Sonomicrometry-derived 3-dimensional geometry of the human tricuspid annulus

Abstract

ObjectivesSurgical correction of functional tricuspid regurgitation is focused on prosthetic reduction and remodeling of the tricuspid annulus. We set out to investigate the precise geometry of the human tricuspid annulus to better guide surgical therapy. MethodsEleven human donor hearts with normal right ventricular function and without tricuspid regurgitation that were rejected for clinical transplantation were harvested. Sonomicrometry crystals were sewn around the tricuspid annulus and pressure sensors placed in the right ventricle and right atrium. The hearts were studied in the TransMedics Organ Care System (Andover, Mass) ex vivo perfusion apparatus in the right heart working model. Data were acquired at baseline and before and after bolus calcium infusion. Annular height, dimensions, strain, and curvature were calculated based on 3-dimensional crystal coordinates. ResultsMaximal annular area was 997 ± 258 mm2 and minimal 902 ± 257 mm2 with contraction of 10% ± 5% at baseline and 19% ± 6% after calcium (P = .007).

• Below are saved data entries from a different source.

PR #584, opened 2026-04-27
feat(inkless): Support ListOffsets for all cases of diskless partitions

giuseppelillo:
Introduce DisklessFetchOffsetRouter to dispatch ListOffsets queries between the classic UnifiedLog path and the diskless control plane, covering all four diskless-managed partition states:
  1. Pure diskless: answer from the diskless control plane.
  2. Hybrid (classic data still present alongside diskless): route by requested timestamp, with classic↔diskless fallback on no-match or empty results.
  3. Migration pending: classic path only.
  4. Follower ListOffsets on a migrated partition: classic path only.

### DIFF
--- a/core/src/main/scala/kafka/server/DisklessFetchOffsetRouter.scala
+++ b/core/src/main/scala/kafka/server/DisklessFetchOffsetRouter.scala
@@ -1,0 +1,348 @@
+/**
+ * Licensed to the Apache Software Foundation (ASF) under one or more
+ * contributor license agreements.  See the NOTICE file distributed with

Segmental contractility of anterior, posterior, and septal annular regions was 7% ± 5%, 6% ± 4%, and 6% ± 3%, respectively. Only anterior region had increased contractility after calcium infusion (to 15% ± 5%; P = .023). Annulus had its high points at anteroseptal commissure and the midposterior region and lowest point in the midseptal region with maximal and minimal height of 5.0 ± 1.1 mm and 4.0 ± 1.1 mm, respectively. The greatest curvature responsible for out of plane annular bending was observed at annular high points. ConclusionsThe human tricuspid annulus is a complex 3-dimensional dynamic structure with its high points and maximal degree of bending at the anteroseptal commissure and midposterior annulus. These detailed geometric data may aid the design of more physiologic annular prostheses and surgical reparative techniques.